The lines needed are those below that contain the word "singleWorksetSizeAllocation"; copy each one.
⟨
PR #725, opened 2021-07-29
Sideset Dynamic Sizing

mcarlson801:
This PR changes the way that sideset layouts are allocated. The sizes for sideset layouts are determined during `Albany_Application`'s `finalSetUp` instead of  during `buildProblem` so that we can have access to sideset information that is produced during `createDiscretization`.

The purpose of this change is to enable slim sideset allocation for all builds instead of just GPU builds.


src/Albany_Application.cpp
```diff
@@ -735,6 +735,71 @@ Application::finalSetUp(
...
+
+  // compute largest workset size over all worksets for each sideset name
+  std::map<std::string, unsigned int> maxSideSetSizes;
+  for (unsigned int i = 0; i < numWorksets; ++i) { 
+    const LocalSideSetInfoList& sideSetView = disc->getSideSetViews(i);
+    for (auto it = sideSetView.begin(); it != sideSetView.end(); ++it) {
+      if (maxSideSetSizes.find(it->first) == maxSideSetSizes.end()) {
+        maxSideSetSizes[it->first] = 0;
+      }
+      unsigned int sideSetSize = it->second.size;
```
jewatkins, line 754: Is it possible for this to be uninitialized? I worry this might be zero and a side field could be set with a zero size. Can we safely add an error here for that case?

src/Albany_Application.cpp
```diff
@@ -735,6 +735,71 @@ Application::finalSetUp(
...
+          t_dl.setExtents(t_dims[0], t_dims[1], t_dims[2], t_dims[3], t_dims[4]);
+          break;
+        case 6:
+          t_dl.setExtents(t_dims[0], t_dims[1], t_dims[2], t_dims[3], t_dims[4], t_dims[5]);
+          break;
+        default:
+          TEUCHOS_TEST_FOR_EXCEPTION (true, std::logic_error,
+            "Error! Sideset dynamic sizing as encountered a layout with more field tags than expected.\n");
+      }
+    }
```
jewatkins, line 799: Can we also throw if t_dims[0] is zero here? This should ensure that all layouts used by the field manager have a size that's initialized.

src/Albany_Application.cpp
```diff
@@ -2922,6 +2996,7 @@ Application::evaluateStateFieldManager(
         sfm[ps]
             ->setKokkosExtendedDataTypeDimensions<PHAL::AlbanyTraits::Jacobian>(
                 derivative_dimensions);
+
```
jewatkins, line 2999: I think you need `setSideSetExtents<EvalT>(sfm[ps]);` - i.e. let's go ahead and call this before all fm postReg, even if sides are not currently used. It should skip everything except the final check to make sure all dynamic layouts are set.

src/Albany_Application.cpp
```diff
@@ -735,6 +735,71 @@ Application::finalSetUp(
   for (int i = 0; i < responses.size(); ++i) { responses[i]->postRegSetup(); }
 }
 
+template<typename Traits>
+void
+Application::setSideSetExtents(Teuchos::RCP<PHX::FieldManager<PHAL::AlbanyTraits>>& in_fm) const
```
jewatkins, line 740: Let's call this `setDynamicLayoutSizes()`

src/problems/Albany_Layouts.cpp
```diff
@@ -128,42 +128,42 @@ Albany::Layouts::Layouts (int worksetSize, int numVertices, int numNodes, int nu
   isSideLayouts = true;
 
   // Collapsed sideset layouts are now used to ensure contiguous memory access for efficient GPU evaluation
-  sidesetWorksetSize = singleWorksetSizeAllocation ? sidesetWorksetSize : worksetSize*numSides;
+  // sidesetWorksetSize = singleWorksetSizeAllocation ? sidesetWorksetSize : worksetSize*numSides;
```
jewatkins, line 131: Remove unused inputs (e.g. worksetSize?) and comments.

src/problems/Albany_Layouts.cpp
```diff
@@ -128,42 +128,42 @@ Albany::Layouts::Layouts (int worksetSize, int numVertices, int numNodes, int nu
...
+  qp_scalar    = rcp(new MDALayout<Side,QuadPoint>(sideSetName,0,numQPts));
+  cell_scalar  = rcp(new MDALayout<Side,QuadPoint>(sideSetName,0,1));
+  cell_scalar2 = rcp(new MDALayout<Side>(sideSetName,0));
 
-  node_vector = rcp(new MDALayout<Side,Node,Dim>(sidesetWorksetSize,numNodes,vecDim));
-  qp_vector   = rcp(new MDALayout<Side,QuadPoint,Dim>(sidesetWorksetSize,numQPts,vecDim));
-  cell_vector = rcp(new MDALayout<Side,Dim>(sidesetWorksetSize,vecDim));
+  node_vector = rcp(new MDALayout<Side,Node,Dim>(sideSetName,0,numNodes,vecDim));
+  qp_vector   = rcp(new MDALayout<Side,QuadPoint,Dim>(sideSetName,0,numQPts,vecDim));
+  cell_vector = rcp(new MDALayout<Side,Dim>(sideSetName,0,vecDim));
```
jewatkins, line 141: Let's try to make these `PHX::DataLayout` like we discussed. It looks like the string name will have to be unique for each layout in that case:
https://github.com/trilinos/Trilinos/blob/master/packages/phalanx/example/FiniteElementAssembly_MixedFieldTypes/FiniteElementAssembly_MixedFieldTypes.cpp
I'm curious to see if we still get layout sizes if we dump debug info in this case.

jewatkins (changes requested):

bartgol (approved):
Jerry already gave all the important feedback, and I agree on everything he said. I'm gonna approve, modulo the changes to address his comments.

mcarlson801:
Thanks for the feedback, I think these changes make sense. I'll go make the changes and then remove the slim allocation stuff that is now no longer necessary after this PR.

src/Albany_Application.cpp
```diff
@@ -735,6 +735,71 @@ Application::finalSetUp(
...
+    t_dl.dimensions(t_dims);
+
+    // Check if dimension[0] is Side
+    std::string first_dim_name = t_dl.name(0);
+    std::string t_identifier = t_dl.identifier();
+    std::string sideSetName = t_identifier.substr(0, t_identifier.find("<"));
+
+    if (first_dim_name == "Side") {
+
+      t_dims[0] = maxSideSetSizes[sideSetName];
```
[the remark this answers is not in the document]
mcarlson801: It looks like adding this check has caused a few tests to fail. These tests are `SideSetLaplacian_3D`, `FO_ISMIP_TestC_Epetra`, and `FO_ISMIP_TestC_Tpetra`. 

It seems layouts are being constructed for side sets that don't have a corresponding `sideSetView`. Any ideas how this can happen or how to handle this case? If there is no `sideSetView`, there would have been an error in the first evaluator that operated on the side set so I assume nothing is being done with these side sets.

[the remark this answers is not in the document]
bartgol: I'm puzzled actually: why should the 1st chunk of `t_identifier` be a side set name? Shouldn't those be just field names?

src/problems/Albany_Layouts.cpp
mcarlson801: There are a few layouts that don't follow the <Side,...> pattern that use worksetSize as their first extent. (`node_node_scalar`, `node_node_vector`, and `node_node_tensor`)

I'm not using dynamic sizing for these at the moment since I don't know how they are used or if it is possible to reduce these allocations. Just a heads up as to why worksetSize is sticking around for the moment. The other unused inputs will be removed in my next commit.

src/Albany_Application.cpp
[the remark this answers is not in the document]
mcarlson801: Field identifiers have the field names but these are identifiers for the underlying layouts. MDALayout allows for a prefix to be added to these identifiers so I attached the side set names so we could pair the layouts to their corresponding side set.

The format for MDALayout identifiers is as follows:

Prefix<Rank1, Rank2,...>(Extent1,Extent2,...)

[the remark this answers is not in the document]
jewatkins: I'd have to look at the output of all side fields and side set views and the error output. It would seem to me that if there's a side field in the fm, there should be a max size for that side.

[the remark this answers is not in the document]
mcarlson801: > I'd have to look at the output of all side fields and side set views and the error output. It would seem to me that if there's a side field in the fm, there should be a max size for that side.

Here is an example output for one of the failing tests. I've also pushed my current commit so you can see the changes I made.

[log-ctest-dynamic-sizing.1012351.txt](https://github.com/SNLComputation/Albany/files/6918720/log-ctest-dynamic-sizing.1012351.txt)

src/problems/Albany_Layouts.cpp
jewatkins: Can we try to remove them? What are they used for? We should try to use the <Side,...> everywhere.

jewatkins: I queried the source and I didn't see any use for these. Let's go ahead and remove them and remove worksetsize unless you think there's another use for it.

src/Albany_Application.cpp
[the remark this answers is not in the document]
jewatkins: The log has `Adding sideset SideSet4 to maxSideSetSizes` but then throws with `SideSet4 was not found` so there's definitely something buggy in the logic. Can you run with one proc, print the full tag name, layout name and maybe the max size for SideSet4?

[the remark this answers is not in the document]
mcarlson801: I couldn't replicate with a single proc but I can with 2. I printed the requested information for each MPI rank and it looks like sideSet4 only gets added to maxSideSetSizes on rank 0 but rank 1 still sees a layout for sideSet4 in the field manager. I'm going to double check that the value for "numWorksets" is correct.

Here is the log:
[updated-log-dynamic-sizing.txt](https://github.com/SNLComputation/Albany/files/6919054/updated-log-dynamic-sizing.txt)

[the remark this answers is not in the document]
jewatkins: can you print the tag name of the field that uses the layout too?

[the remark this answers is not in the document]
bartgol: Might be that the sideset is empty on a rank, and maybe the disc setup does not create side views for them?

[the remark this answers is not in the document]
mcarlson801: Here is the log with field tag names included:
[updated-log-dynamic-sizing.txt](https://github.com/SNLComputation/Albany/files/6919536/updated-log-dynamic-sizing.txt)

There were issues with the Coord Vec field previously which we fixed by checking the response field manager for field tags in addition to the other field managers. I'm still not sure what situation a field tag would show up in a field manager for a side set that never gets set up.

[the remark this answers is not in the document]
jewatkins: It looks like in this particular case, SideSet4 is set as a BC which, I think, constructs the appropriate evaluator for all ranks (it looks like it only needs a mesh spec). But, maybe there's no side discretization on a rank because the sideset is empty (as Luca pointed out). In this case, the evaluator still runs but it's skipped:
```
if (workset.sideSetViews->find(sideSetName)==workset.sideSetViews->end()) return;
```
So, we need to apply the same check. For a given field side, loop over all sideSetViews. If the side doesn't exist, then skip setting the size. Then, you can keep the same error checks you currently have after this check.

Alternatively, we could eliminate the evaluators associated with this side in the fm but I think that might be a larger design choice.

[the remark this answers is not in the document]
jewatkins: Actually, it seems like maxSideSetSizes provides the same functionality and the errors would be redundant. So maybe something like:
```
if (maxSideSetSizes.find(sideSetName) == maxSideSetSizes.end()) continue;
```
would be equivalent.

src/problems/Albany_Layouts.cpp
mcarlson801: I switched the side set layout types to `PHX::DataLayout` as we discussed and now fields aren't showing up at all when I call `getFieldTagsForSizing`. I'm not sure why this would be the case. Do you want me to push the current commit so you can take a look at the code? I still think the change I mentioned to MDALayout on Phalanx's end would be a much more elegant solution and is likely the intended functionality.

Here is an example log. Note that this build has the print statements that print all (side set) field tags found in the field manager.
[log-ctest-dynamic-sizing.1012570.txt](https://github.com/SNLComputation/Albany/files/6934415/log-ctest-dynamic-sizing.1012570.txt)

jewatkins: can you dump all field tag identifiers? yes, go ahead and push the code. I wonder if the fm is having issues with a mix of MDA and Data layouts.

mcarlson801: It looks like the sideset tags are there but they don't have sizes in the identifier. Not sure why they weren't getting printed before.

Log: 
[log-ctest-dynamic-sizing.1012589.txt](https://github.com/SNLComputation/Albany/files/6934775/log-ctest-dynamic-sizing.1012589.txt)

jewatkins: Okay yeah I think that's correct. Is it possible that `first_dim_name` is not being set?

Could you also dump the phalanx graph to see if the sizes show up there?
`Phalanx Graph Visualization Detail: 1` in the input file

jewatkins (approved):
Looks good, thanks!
⟩
Finished exercise.
-  sidesetWorksetSize = singleWorksetSizeAllocation ? sidesetWorksetSize : worksetSize*numSides;
+  // sidesetWorksetSize = singleWorksetSizeAllocation ? sidesetWorksetSize : worksetSize*numSides;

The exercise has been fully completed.